Sometimes, doing nothing is the best approach.
This will be a different kind of article. I’m going to detail a (somewhat geeky) problem I recently faced, and how I “solved” it by doing nothing.
I want you to remember that “nothing” is often a useful option.
Become a Patron of Ask Leo! and go ad-free!
Waiting as a solution
Sometimes the problems we experience are out of our control. After attempting to diagnose a problem with two of my three servers, I determined the problem was probably not mine, and elected to simply wait, assuming the issue would be resolved elsewhere. It was.
The problem was simple: attempting to connect to a website on one of my servers failed. The error varied, but it was most often a timeout error, meaning that my browser (currently Firefox) reached out to the site, made a connection of some sort, and then didn’t get a timely response.
When you’re responsible for a website’s operation, that can be a big deal. Fortunately, this was on one of my “second tier” servers, so while it impacted some sites (newsletter.askleo.com, 7takeaways.com, heroicstories.com, and others), it didn’t affect askleo.com, which has its own dedicated server.
And then it did.
I started to get the same error attempting to make some changes to content on this site.

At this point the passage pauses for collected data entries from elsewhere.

PR #30624, opened 2026-08-28
[Parcel] Fix carrier dropdown failing to load

bendrucker:
## Description

Parcel changed `supported_carriers.json` from `{"ups": "UPS"}` to `{"ups": {"name": "UPS", ...}}`, and the Add Delivery carrier dropdown has failed with `s.name.localeCompare is not a function` ever since. The extension read that payload through an unchecked `as Record<string, string>` cast, so an upstream shape change surfaced as an internal `TypeError` in a user-facing toast. Three other response sites were cast the same way and would have broken the same way on whichever endpoint changed next.

Responses are now parsed with zod at the boundary. Both carrier shapes are accepted, so a revert upstream keeps working.

- Validation fails open per item and closed per envelope. One malformed delivery is dropped and logged rather than blanking the list. An unreadable envelope, or every item failing at once, raises "Parcel returned an unexpected response" with a Retry action.
- Schemas are `looseObject` throughout, because the AI tools spread deliveries and events straight into their output and a stripping schema would silently truncate what the assistant sees.

I have not run the distribution build in Raycast, so that checklist item is unticked.

## Checklist

### DIFF
--- a/extensions/parcel/CHANGELOG.md
+++ b/extensions/parcel/CHANGELOG.md
@@ -1,5 +1,11 @@
 # Parcel Changelog
 
+## [Fix Carrier Loading] - {PR_MERGE_DATE}
+
+- Fixed the "Add Delivery" carrier dropdown failing to load after a change to Parcel's carrier list format
+- Carrier names display in "My Deliveries" again instead of falling back to carrier codes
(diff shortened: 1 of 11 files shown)


pernielsentikaer (approved):
Looks good to me, approved 🔥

That officially made it a very big deal.
But it was weird. I could sign in to the server’s administrative interface1 just fine. It appeared to be running normally; nothing seemed amiss. There wasn’t anything like excessive load, which can sometimes lead to this symptom (albeit typically only on one server, not two).
I rebooted the server. It’s a common piece of advice, but it had no effect. Once the server was back, the administrative interface still showed the server running normally, but connections were still timing out.
That made it all the more confusing: sometimes things would work. They might be slow, but eventually, the connection would be made, although more slowly than normal. Other times, nothing.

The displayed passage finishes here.